Task description:
After locating the line with "-140,5 +140,11 @@" in the data that follows, return it and every later line exactly, up to and including the line with "Hi @bgradin. Thanks".
------ Source material
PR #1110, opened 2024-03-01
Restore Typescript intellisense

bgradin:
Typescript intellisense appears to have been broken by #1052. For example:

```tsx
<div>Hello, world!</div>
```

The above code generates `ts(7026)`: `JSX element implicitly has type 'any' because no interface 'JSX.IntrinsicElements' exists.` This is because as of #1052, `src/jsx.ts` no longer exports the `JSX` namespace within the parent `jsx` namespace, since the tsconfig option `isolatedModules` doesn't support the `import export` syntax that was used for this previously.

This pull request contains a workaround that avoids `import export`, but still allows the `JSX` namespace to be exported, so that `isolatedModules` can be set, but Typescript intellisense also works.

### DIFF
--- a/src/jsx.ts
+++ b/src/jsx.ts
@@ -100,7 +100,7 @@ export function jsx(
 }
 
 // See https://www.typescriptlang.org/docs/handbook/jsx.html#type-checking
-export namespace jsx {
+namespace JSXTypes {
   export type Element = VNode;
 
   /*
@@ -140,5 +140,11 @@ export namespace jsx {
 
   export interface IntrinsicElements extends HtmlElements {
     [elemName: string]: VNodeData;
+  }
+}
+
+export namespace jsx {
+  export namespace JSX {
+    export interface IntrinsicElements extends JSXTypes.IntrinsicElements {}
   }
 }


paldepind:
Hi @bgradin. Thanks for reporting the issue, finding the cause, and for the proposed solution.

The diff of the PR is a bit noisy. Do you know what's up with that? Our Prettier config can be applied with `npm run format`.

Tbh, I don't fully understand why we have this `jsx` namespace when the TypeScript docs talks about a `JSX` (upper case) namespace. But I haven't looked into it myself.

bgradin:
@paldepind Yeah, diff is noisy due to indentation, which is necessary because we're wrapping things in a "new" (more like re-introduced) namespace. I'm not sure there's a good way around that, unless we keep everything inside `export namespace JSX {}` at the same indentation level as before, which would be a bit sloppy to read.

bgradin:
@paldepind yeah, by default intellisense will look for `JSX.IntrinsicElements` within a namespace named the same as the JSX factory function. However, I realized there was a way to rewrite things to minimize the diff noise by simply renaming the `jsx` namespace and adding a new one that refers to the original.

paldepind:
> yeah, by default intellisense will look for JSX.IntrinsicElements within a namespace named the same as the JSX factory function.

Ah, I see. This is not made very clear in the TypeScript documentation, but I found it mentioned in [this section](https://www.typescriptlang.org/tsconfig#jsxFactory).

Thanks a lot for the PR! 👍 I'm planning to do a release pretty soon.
------------
Your response:
@@ -140,5 +140,11 @@ export namespace jsx {
 
   export interface IntrinsicElements extends HtmlElements {
     [elemName: string]: VNodeData;
+  }
+}
+
+export namespace jsx {
+  export namespace JSX {
+    export interface IntrinsicElements extends JSXTypes.IntrinsicElements {}
   }
 }


paldepind:
Hi @bgradin. Thanks for reporting the issue, finding the cause, and for the proposed solution.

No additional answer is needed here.